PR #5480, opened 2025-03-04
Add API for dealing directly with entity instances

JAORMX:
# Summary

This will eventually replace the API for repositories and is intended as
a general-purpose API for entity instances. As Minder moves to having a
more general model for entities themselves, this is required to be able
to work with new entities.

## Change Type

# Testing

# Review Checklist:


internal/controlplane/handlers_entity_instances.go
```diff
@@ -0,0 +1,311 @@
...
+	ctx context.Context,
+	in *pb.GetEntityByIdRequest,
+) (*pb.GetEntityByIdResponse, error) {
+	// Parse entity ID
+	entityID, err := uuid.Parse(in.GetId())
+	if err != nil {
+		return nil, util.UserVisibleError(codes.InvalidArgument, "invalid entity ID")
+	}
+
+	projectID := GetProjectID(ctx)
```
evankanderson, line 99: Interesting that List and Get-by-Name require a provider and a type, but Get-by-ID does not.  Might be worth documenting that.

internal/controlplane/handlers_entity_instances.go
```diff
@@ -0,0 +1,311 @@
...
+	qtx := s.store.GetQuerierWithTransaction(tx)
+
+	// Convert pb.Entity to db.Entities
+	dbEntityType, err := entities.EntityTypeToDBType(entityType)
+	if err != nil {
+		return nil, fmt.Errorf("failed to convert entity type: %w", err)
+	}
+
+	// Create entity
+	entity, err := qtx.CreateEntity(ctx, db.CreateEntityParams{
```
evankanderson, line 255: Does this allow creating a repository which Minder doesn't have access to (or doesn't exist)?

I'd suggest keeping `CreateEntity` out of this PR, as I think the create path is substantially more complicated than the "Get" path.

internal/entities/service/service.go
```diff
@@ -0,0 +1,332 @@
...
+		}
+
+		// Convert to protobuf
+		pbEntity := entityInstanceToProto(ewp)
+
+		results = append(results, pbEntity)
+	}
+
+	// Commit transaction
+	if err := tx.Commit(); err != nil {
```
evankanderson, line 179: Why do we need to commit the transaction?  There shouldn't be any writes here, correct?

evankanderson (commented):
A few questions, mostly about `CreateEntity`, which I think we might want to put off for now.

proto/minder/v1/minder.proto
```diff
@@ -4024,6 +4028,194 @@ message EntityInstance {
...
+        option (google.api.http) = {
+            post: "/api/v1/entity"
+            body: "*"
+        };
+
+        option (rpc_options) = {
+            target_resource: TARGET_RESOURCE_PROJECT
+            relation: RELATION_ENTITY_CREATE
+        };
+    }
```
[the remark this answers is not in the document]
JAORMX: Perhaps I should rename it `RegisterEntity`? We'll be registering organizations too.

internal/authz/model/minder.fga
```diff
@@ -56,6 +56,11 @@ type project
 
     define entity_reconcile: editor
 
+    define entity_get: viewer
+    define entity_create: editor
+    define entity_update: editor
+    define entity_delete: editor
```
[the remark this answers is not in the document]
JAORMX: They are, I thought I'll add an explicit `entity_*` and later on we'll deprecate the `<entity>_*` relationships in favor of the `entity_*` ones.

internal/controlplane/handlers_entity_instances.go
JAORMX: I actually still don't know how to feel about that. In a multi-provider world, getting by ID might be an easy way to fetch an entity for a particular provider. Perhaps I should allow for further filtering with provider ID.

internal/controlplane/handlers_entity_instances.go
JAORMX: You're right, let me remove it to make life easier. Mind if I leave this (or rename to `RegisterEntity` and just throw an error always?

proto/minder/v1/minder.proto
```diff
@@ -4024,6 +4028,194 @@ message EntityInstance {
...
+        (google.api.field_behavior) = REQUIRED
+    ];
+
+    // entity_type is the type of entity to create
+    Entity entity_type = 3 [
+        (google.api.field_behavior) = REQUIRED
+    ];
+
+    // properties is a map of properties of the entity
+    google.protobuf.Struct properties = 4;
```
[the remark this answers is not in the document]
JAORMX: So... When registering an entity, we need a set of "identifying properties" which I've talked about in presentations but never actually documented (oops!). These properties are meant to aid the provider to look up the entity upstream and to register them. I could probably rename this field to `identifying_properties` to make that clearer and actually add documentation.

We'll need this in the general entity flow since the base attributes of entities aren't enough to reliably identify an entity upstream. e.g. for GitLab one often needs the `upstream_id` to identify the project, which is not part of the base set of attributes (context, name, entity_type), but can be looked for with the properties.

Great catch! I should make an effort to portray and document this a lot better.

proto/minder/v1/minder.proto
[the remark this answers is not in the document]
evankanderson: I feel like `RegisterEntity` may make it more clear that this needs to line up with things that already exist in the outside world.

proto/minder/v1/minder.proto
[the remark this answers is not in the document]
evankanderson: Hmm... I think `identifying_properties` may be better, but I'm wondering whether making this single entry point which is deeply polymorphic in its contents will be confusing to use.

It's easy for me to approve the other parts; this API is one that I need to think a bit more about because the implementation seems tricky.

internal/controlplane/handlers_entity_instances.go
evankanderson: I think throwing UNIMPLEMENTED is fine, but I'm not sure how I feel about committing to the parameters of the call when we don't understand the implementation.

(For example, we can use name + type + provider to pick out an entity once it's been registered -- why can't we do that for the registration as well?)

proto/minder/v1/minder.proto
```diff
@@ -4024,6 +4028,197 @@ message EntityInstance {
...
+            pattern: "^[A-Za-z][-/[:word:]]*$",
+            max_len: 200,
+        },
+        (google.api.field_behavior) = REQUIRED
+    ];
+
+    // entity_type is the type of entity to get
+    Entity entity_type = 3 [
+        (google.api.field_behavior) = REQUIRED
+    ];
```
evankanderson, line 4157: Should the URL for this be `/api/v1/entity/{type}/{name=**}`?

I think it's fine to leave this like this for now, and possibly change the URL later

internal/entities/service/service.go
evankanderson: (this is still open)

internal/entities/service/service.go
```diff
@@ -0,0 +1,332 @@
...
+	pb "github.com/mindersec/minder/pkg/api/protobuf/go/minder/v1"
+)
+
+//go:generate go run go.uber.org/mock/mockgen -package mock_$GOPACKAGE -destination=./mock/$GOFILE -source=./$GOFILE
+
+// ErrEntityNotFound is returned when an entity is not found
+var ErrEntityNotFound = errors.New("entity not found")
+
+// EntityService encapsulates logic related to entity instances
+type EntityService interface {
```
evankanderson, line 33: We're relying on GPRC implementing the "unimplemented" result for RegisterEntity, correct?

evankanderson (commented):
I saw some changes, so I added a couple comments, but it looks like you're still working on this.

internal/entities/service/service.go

□ □ □

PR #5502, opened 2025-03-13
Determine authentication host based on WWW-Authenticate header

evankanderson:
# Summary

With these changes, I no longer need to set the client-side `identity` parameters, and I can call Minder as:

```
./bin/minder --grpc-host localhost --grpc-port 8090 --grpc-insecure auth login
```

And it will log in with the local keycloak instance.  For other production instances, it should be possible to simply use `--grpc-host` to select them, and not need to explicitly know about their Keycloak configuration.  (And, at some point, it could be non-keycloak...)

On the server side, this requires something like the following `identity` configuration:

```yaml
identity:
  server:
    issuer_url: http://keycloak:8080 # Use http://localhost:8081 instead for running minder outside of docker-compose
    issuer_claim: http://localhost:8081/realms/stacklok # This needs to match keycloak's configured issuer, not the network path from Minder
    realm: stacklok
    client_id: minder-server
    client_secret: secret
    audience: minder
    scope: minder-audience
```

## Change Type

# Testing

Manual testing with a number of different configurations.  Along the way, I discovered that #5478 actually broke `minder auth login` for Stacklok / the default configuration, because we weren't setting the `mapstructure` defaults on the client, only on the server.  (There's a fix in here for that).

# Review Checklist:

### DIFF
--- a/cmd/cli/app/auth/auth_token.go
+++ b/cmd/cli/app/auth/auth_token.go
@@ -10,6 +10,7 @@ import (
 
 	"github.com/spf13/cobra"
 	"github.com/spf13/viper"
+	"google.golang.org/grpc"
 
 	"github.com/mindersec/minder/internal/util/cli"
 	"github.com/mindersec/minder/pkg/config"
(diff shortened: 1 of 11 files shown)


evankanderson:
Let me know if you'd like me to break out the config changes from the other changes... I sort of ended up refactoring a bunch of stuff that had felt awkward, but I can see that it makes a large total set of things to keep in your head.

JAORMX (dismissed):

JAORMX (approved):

□ □ □

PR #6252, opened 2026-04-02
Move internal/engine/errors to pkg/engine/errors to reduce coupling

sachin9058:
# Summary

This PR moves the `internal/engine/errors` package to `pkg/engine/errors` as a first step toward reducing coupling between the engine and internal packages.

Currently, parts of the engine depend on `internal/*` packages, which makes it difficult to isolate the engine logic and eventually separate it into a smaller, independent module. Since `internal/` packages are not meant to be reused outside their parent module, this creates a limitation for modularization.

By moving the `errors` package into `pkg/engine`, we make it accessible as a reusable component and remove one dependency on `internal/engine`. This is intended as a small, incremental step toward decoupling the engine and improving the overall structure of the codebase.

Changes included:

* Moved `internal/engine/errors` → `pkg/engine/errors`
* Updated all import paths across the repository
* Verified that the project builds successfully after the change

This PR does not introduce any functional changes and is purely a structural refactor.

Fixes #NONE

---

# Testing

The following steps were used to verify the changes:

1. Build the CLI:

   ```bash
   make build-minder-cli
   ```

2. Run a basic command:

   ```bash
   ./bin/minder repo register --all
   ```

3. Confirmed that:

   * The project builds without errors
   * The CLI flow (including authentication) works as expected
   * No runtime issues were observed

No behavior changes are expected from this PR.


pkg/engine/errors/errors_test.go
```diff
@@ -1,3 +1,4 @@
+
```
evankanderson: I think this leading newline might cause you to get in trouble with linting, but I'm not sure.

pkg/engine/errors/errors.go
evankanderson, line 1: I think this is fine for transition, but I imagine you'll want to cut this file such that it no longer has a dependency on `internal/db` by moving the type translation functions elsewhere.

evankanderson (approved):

□ □ □

Quote the data above from the line containing "PR #5480, opened 2025-03-04" to the line containing "a general-purpose API", inclusive, and stop.

PR #5480, opened 2025-03-04
Add API for dealing directly with entity instances

JAORMX:
# Summary

This will eventually replace the API for repositories and is intended as
a general-purpose API for entity instances. As Minder moves to having a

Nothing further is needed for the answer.